Fell in love with a pigeon that took shelter in my garage on September 21,2010. He had a blue band, on his left leg. I bought him a coop, food, and spent hours with him. However, in the two months that he was with me I could never get the numbers off the band. He would take a flight, sometimes daily. He was always back within 5 minutes. I let him out on September 16, 2010. He has been gone now for 3 days. Is there any possibility that he may return? Or is it more likely that he has found his way home, or met with his demise? My heart is broken, and I can't stop looking for him. The pain of him being gone is unbearable. There is no closure. He was the light in my day. Can someone help?


----------



## Msfreebird (Sep 23, 2007)

dbartolo said:


> Fell in love with a pigeon that took shelter in my garage on September 21,2010. He had a blue band, on his left leg. I bought him a coop, food, and spent hours with him. However, in the two months that he was with me I could never get the numbers off the band. He would take a flight, sometimes daily. He was always back within 5 minutes. I let him out on September 16, 2010. He has been gone now for 3 days. Is there any possibility that he may return? Or is it more likely that he has found his way home, or met with his demise? My heart is broken, and I can't stop looking for him. The pain of him being gone is unbearable. There is no closure. He was the light in my day. Can someone help?

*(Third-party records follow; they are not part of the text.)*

PR #114, opened 2015-04-27
Add new “tone audiometry” active task

vtourraine:
This pull-request adds a completely new active task: tone audiometry.

> “Pure tone audiometry (PTA) is the key hearing test used to identify hearing threshold levels of an individual, enabling determination of the degree, type and configuration of a hearing loss.”
> [Wikipedia](http://en.wikipedia.org/wiki/Pure_tone_audiometry)

Practically speaking, this task generates a series of “pure” sinusoid sounds, with different frequencies and on different channels (left or right), starting from the minimum volume, and being gradually increased until the participant presses a button. The current sound amplitude at this point is recorded, and associated with its frequency and channel, constitutes the step result.

You can test this new task directly with the `ORKCatalog` application.

We also wrote a [blog post](http://blog.shazino.com/articles/dev/researchkit-new-active-task/) explaining how to create a new active task. We hope other people might find it useful.

We’re really looking forward to hearing (pun intended) your feedback:

- Significance of the sound amplitude: we track the audio amplitude, in [Audio Unit](https://developer.apple.com/library/ios/documentation/MusicAudio/Conceptual/AudioUnitHostingGuide_iOS/ConstructingAudioUnitApps/ConstructingAudioUnitApps.html#//apple_ref/doc/uid/TP40009492-CH16-SW4) terms, going from 0 to 1. Audio tests using consumer devices like the iPhone are always hard because the actual audio output is basically impossible to control (user volume adjustment, earphones being used, etc). This is probably the most challenging aspect of this task, but we think it could still be worth using.
- Lack of custom artwork: we simply re-used the artworks from the original audio task.
- Limited localization: only English for now.
- No dashboard interface yet (AppCore): audiograms could be very useful.

Task in action:

ios simulator screen shot apr 27 2015 5 00 41 pm

Results displayed in the `ORKCatalog` app:

ios simulator screen shot apr 27 2015 5 00 53 pm


jwe-apple:
@vtourraine Please send an email to researchkit@apple.com so we can get your contributor agreement sorted.

ResearchKit/ActiveTasks/ORKAudioGenerator.h
```diff
@@ -0,0 +1,77 @@
+/*
+ Copyright (c) 2015, Apple Inc. All rights reserved.
```
jwe-apple: Copyrights need to be adjusted to the copyright of the actual copyright holder.

ResearchKit/ActiveTasks/ORKAudioGenerator.m
```diff
@@ -0,0 +1,225 @@
...
+    ok = [audioSession setCategory:AVAudioSessionCategoryPlayback error:&setCategoryError];
+    NSAssert1(ok, @"Audio error %@", setCategoryError);
+    [[NSNotificationCenter defaultCenter] addObserver:self
+                                             selector:@selector(handleInterruption:)
+                                                 name:AVAudioSessionInterruptionNotification
+                                               object:audioSession];
+}
+
+- (void)createToneUnit {
+    // Configure the search parameters to find the default playback output unit
```
jwe-apple: What's the original source of this code? I've found this exact comment all over the web, so this code has probably come from an example.

ResearchKit/ActiveTasks/ORKToneAudiometryStepViewController.m
```diff
@@ -0,0 +1,210 @@
...
+    CGFloat progress = 0.001 + (CGFloat)self.currentTestIndex/(self.testingFrequencies.count * 2);
+    [self.toneAudiometryContentView setProgress:progress
+                                        caption:(channel == ORKAudioChannelLeft) ? [NSString stringWithFormat:ORKLocalizedString(@"TONE_LABEL_%@_LEFT", nil), frequency] : [NSString stringWithFormat:ORKLocalizedString(@"TONE_LABEL_%@_RIGHT", nil), frequency]
+                                       animated:YES];
+
+    [self.audioGenerator playSoundAtFrequency:frequency.doubleValue
+                                    onChannel:channel
+                               fadeInDuration:SoundDuration];
+
+    [self performSelector:@selector(testExpired) withObject:nil afterDelay:SoundDuration];
```
jwe-apple: Rather than performSelector:afterDelay:, (which in any case would need a +cancelPreviousPerformSelector: somewhere to match in case of early dealloc), let's use a dispatch_after with a weak reference.

ResearchKit/ActiveTasks/ORKToneAudiometryStepViewController.m
```diff
@@ -0,0 +1,210 @@
...
+- (ORKToneAudiometryStep *)toneAudiometryStep {
+    return (ORKToneAudiometryStep *)self.step;
+}
+
+- (void)startCurrentTest {
+    const NSTimeInterval SoundDuration = self.toneAudiometryStep.toneDuration;
+
+    NSUInteger frequencyIndex = self.currentTestIndex/2;
+    if (frequencyIndex >= self.testingFrequencies.count) {
+        return;
```
jwe-apple: If you actually hit this case in testing, it would be indicative of a bug, correct? Should this be an assert?

ResearchKit/ActiveTasks/ORKToneAudiometryStepViewController.m
```diff
@@ -0,0 +1,210 @@
...
+    }
+
+    NSNumber *frequency = self.testingFrequencies[frequencyIndex];
+    ORKAudioChannel channel = (self.currentTestIndex%2 == 0) ? ORKAudioChannelLeft : ORKAudioChannelRight;
```
jwe-apple: Coding standard is to have spaces around operators like '%' or '/'. Personally I like having parentheses around such operators if they yield arguments to ==, for clarity.

ResearchKit/Common/ORKOrderedTask.h
```diff
@@ -284,6 +284,35 @@ typedef NS_OPTIONS(NSUInteger, ORKPredefinedTaskOption) {
...
 
+/**
+ Returns a predefined task that tests tone audiometry.
+
+ In a tone audiometry task, the participant is asked to listen to some tones
+ with different audio frequencies, playing on different channels (left and right),
+ with the volume being progressively increased until the participant taps a button.
+
+ A tone audiometry task can be used to measure properties of the user's hearing,
+ based on its reaction to a wide range of frequencies.
```
jwe-apple: s/its/their/

samples/ORKCatalog/ORKCatalog/TaskListRow.swift
```diff
@@ -289,6 +294,9 @@ enum TaskListRow: Int, Printable {
             
             case .Form:
                 return formTask
+
+            case .ToneAudiometry:
```
jwe-apple: Since this is sample code, it's helpful to retain the same order everywhere. If you feel the right place is after audio, put this case just below audio.

samples/ORKCatalog/ORKCatalog/TaskListRow.swift
```diff
@@ -134,6 +135,9 @@ enum TaskListRow: Int, Printable {
 
             case .Form:
                 return NSLocalizedString("Form", comment: "")
+            
+            case .ToneAudiometry:
```
jwe-apple: Same comment here, order is important.

samples/ORKCatalog/ORKCatalog/TaskListRow.swift
```diff
@@ -56,6 +56,7 @@ enum TaskListRow: Int, Printable {
     case Survey
     case Consent
     case Form
+    case ToneAudiometry
```
jwe-apple: Order is important - place after Survey.

jwe-apple:
I'm also expecting a patch to Localizable.strings in English with all the new keys you expect.

jwe-apple:
`AUTOGENERATED MESSAGE by pull-request-mailer`
This pull request has been converted to an email thread on the mailing list researchkit-dev@lists.apple.com. Discussion continues there.

**Please do not post comments to this pull request.** The email thread will not get notified.

jwe-apple:
A little more feedback, commenting on your RFC items:

> Significance of the sound amplitude: we track the audio amplitude, in Audio Unit terms, going from 0 to 1. Audio tests using consumer devices like the iPhone are always hard because the actual audio output is basically impossible to control (user volume adjustment, earphones being used, etc). This is probably the most challenging aspect of this task, but we think it could still be worth using.

Totally agree, we love the idea. The direct approach seems like a good first start. Wonder if tests involving masking, where the relative volume of a masking stimulus and a target stimulus is defines the condition, might be better suited to environments without a good baseline. Have you looked into these?

> Lack of custom artwork: we simply re-used the artworks from the original audio task.

Fine start.

> Limited localization: only English for now.

This will get taken care of during our next convergence round, but you're welcome to provide a first pass at French if you like!

> No dashboard interface yet (AppCore): audiograms could be very useful.

Please open an issue for this!

ResearchKit/ActiveTasks/ORKToneAudiometryStepViewController.m
vtourraine: I agree, but in this case I need to easily cancel the previous invocation when the participant presses the button (I’m not aware of any simple solution to cancel a `dispatch_after`). So I’ve updated the `dealloc` implementation instead. If you have a better solution, please let me know.

jwe-apple: If using dispatch_after, just maintain an ivar to track whether action is required. On user cancel, reset the ivar. Assuming all work is done on the main queue, this is pretty simple.

Generally with ARC, prefer not to use performSelector: variants if we can avoid it, as it's error prone.

vtourraine: I’ve updated the code with a local variable instead of an ivar, because this method is being called repeatedly, so we need to track somehow how to cancel the matching invocation. I hope it make sense.

jwe-apple:
ok to test

ResearchKit/Common/ORKResult.m
```diff
@@ -178,6 +178,99 @@ - (NSString *)description {
 @end
 
 
+@implementation ORKToneAudiometryResult
+
+- (void)encodeWithCoder:(NSCoder *)aCoder {
```
jwe-apple: Ah. This is missing JSON serialization support for both result and step in ORKESerialization. In any case, you need to run the tests attached to the ORKTest testing app.

ResearchKit/Localized/en.lproj/Localizable.strings
```diff
@@ -166,6 +166,15 @@
 "AUDIO_INTENDED_USE" = "This activity evaluates your voice by recording it with the microphone at the bottom of your phone.";
 "AUDIO_TOO_LOUD_LABEL" = "Too Loud";
 
+/* Tone audiometry active task. */
+"TONE_AUDIOMETRY_TASK_TITLE" = "Tone Audiometry";
+"TONE_AUDIOMETRY_INTENDED_USE" = "This activity evaluates your hearing by testing it with different types of sounds.";
+"TONE_AUDIOMETRY_INTRO_TEXT" = "Put your headphones on, and turn up the volume to a sensible level. Tap the button every time your start hearing a sound.";
```
jwe-apple: last "your" should be "you"

ResearchKit/Localized/en.lproj/Localizable.strings
```diff
@@ -166,6 +166,15 @@
...
+"TONE_AUDIOMETRY_CALL_TO_ACTION" = "Tap Get Started to begin.";
+"TONE_AUDIOMETRY_INSTRUCTION" = "Tap the button every time your start hearing a sound.";
```
jwe-apple: "your" should be "you"

samples/ORKCatalog/ORKCatalog/ResultTableViewProviders.swift
```diff
@@ -470,6 +473,62 @@ class TappingIntervalResultTableViewProvider: ResultTableViewProvider {
     }
 }
 
+/// Table view provider specific to an `ORKToneAudiometryResult` instance.
+class ToneAudiometryResultTableViewProvider: ResultTableViewProvider {
```
jwe-apple: I appreciate having this here in ORKCatalog, but we also need this case added to ORKTest. Localization testing uses the ORKTest app only.

ResearchKit/ActiveTasks/ORKToneAudiometryContentView.m
```diff
@@ -0,0 +1,184 @@
...
+    [self setNeedsUpdateConstraints];
+}
+
+- (void)updateConstraints {
+    if ([_constraints count]) {
+        [NSLayoutConstraint deactivateConstraints:_constraints];
+        _constraints = nil;
+    }
+
+    ORKScreenType screenType = _screenType;
```
jwe-apple: This constraint code does not actually need to be dynamic. Move to a -setupConstraints method, called in the initializer, that creates and activates the constraints. We're gradually changing this elsewhere too, to avoid unnecessary layout re-calculation, but let's fix it here now.

vtourraine:
Alright, thanks again for the feedback. I’ve added tests for the new step and sample/result classes. 

GitHub tells me that the internal Jenkins integration is failing (it was already failing before I added these new tests). I cannot see the logs, is there something I can do about that?

jwe-apple:
Yeah, you can ignore that. It's mainly just assistance for me and I'll let you know if it turns out not to be noise.

jwe-apple:
This is almost there! Looking good.

jwe-apple:
So, I tried this out on a few devices and:

1- What do I do if I can't hear a sound? Unclear from a usability perspective.
2- On the devices I tested with, I can't actually hear the 125 Hz - are you able to hear it?
3- It feels like this test won't convey much information, because rate of increase in volume is too non-linear in perception.

What are your thoughts?

vtourraine:
1. The usability could be vastly improved, there’s no doubt about that. If the user doesn’t press the button for a particular sound, the controller moves on to the next channel/frequency, and doesn’t record any amplitude value (we could also record a `nil` value, I can see pros/cons with both approaches). On a usability level, what would you suggest?
2. In good conditions, I can; but it’s true that —according to Wikipedia™— audiometry often tests “between 250 hertz (Hz) and 8 kHz” ([source](http://en.wikipedia.org/wiki/Pure_tone_audiometry)), so I think I’ll remove the 125 Hz value. Could be a step parameter.
3. Good point, the increase is linear, but the perception isn’t. I’ll update the math.

ResearchKit/ActiveTasks/ORKAudioGenerator.m
```diff
@@ -0,0 +1,244 @@
...
+@interface ORKAudioGenerator () {
+    @public
+    AudioComponentInstance _toneUnit;
+
+@public
+    double frequency;
+    double theta;
+    ORKAudioChannel activeChannel;
+    double fadeInFactor;
+    NSTimeInterval fadeInDuration;
```
jwe-apple: Let's rename these ivars to start with underscores. Sorry I missed this earlier!

jwe-apple:
I've reviewed this again. The audio level increase is perceptually more as expected. A couple things I noticed:

- The progress bar is being used to indicate overall progress through the task, rather than showing a timer for this particular audio setting. I think using it as a timer for the current stimulus, as it is used elsewhere, would be more consistent. If you feel it's important to show progress through the task overall, perhaps an extra line that says "Stimulus 5/10" or similar, that increments after each stimulus completes?

- I wonder about calibration. You say in the instructions to use a "sensible" volume. I wonder if this task needs an extra step in which you play a pre-set volume at a known frequency and ask the user to adjust their volume setting until it is *just* perceptible. Then the overall result would therefore be more correctly calibrated (see next point). I'd suggest perhaps 1kHz at volume 0.25, in stereo?

- I found that when set to maximum volume, all the frequencies 1kHz and higher were immediately audible from the start. Clearly this does not provide informative results. I found that in this configuration all the threshold outputs were < 0.05.

Further regarding the calibration. Another possibility is to use a QUEST-like algorithm, with binary inputs (can hear / can't hear) to determine the perceptual threshold, rather than relying on response time. This might provide more reliable data but take a little longer. I don't suggest we do this now - still interested in accepting this PR with the above comments addressed.

vtourraine:
- Progress bar: actually, I think the participant should _not_ see any progress indicator for each frequency. We don’t want him to second-guess his hearing because he can see that he’s past 50%, for instance. That said, we could switch from a progress bar to a label (“Stimulus n/N”). I think the bar is fine as it is, but if you prefer a label, I don’t have any objection.

- Calibration: asking the participant to calibrate/configure the session himself is obviously problematic, but not a dead-end. I’ve switched from “sensible” to “comfortable” volume (slightly less ambiguous, I think), and added a custom instruction step/view controller to play a “normal” tone, as you suggested. On a related note, I’ve added a `outputVolume` property to the result class, to save the device volume for the test. I think that will make the results a lot more interesting, no matter what the user select for the calibration.

- Most people have no problem hearing sounds above 1 kHz, so yes, the results are less interesting (which is a good sign: your hearing is good), but that matches what audiometry tests usually evaluate. Ultimately, we could modify the fade-in function based on the frequency, or even let the app developer customize it depending on the type of hearing problems he’s studying, but I’d rather push this simpler approach first.

Thanks again for the feedback. I really think it’s getting to a good shape, and hopefully we’ll manage to ship it with ResearchKit 1.1, to actually get people to use it and give us more feedback.

jwe-apple:
Thanks for the update. Will get formal UI review for this early next week.

jwe-apple:
Tested this and it seems to do what it says, but I'm going to wait for UI review before accepting, due to concerns around the timer, and around playing a tone without user control during the second instruction step.

vtourraine:
Sure, thanks for taking the time to review this.

rsanchezsaez:
Hey @vtourraine, congratulations on the pull request.

I've been drafting a [ResearchKit Coding Style guide](https://github.com/rsanchezsaez/ResearchKit/wiki/ResearchKit-Coding-Style). I'd be great if you could have a look and provide any relevant feedback you may have (via [Issue #174](https://github.com/ResearchKit/ResearchKit/issues/174) or the mailing list).

vtourraine:
Thanks, @rsanchezsaez. I’ve seen your draft, and I largely agree with the current proposition. This PR already complies with it. I’ll keep an eye on the discussion, but for now, it looks good to me.

jwe-apple:
I'm going to merge this so we have it in the convergence branch.

jwe-apple:
Merging now so it's in the convergence branch for localization.

rsanchezsaez:
I think that some unresolved merge conflicts were committed when merging. I've fixed them as part of [pull request #182](https://github.com/ResearchKit/ResearchKit/pull/182).

vtourraine:
Thanks @jwe-apple, glad to see this pull-request merged. I’m looking forward to the localization, and any feedback from people interested in this active task. In the meantime, I’ve created an issue in AppCore for an audiogram dashboard item, in order to visualize the results from the audiometry.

Welcome to Pigeon talk and thank you for caring for this lost little guy/girl.
You kinda answered your own question...But, could be other things to. He could be a 'he' and has a mate somewhere that hatched eggs? Male's (cock's) have the 'day shift' of caring for the young, hen's have the night shift. That would make him stay closer to the nest.
He might have been a lost racing (homer) pigeon, and just needed rest and refuel, and headed home. If he come's thru again, he knows where he can stop and be taken care of. Pigeons are EXTREMELY intelligent and he won't forget your location! But in the mean time, I would keep an eye out for him


----------



## dbartolo (Nov 17, 2010)

Thank You msfreebird. I have had my garage door opened since he left home. I will never stop looking for him. Just to know there is a possibility of maybe seeing him again is enough for me. Thank you for your reply. Diana


----------



## spirit wings (Mar 29, 2008)

someone right now may be very happy to have his bird back and is saying to him where you been buddy?... we hear of mystery reappearances all the time here just when one gives up hope..the bird shows up .. this is just one explanation for it... That is if he was a homing pigeon.. if you had a coop for him you could of tried to get a hold of him while he was in there to read the band and find the owner.... if he/she did not respond it would of been your bird.. and he could never be let out.. sorry you miss your buddy.


----------



## dbartolo (Nov 17, 2010)

spirit wings said:


> someone right now may be very happy to have his bird back and is saying to him where you been buddy?... we hear of mystery reappearances all the time here just when one gives up hope..the bird shows up .. this is just one explanation for it... That is if he was a homing pigeon.. if you had a coop for him you could of tried to get a hold of him while he was in there to read the band and find the owner.... if he/she did not respond it would of been your bird.. and he could never be let out.. sorry you miss your buddy.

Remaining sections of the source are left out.